#ubuntu-arb 2012-06-04
<dholbach> good morning
#ubuntu-arb 2012-06-05
<dholbach> good morning
#ubuntu-arb 2012-06-06
<dholbach> good morning
<dholbach> ajmitch, wendar: is qreator getting into extras already?
<dholbach> highvoltage, stgraber: ^
<stgraber> no idea (sorry, not much time for ARB stuff lately) :)
<highvoltage> dh<tab>
#ubuntu-arb 2012-06-07
<ajmitch> wendar: thanks for being the guinea pig for metadata-less uploads :)
 * ajmitch also removed it from askubuntu-lens, which needs checking & voting
<dpm> good morning all
<dpm> ajmitch, highvoltage or wendar, do you happen to know at what time the sync from the production PPA to extras.u.c happens?
<ajmitch> not sure, sorry
<ajmitch> all that is a bit of a black box
<dpm> perhaps stgraber when he's around? ^
<dholbach> good morning
<ajmitch> morning dholbach
<dholbach> hey ajmitch
<dpm> ajmitch, looking at http://extras.ubuntu.com/, and seeing the date and time in there, I assume the syncs happen at midnight, so I guess I'll have to wait for another day to get qreator in extras.u.c. Does that sound about right?
<ajmitch> dpm: that's *probably* about right but you'd have to check with someone, I know as much as you do :)
 * ajmitch shall be back in an hour or so
<dpm> thanks ajmitch
<cielak> hey guys
<cielak> I've dropped in to ask about harmonyseq's status in precise
<cielak> I thought it was to be released to precise extras repos as soon as 12.04 was released, but it seems I was mistaken
<cielak> is it going to be released there too? as far as I know there is very little changes to be done, since it has been sucessfully released for oneiric
<dholbach> hey wendar - how are you doing?
<dholbach> wendar, did you push up your pkgme-wrapper-tool somewhere? :)
<ajmitch> cielak: it did require a little more changing, as one of the patches touched Makefile.am, and Makefile.in wasn't being regenerated properly from that. A fixed version is in the staging PPA for precise but I've been waiting on a package to go through that doesn't have the metadata in debian/control to see how it handles it
<cielak> ajmitch: aah, I got it, you just wanted to have Qreator tested out first - fine, I just wanted to remind of myself ;)

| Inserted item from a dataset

Issue #166, opened 2020-05-18
feat: Add `nav` variant to Link


suzubara:
We have an existing `Link` component that should be adjusted to handle a new `variant` prop called `nav`.

Requirements:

<ajmitch> yes, that & askubuntu-lens which I put up for vote
<ajmitch> since the software center is ment to be able to pull all the icons, screenshot urls, etc from myapps, I didn't want to have to add them back in afterwards on multiple packages
<ajmitch> it is close though :)
<ajmitch> assuming anyone remembers to vote
<cielak> right - and this would also fix the issue with incorrect metadata formatting harmonyseq had in oneiric
<ajmitch> maybe
<ajmitch> if it doesn't, I'll be following up on it
<cielak> thanks, ajmitch! :-)
<ajmitch> cielak: fwiw, I added dh-autoreconf to the build-depends & rules to get the makefiles to be patched properly, I'll push the changes I made to a branch
<ajmitch> it's only needed on precise, not oneiric :)
<cielak> great :)
#ubuntu-arb 2012-06-08
<dholbach> good morning
<wendar> dholbach: it's a patch to pkgme, and I haven't had time to work on it this week. Is there a reason you need it right now? The queue is piling up with submissions that already have PPAs, and that's seeming like a higher priority at the moment.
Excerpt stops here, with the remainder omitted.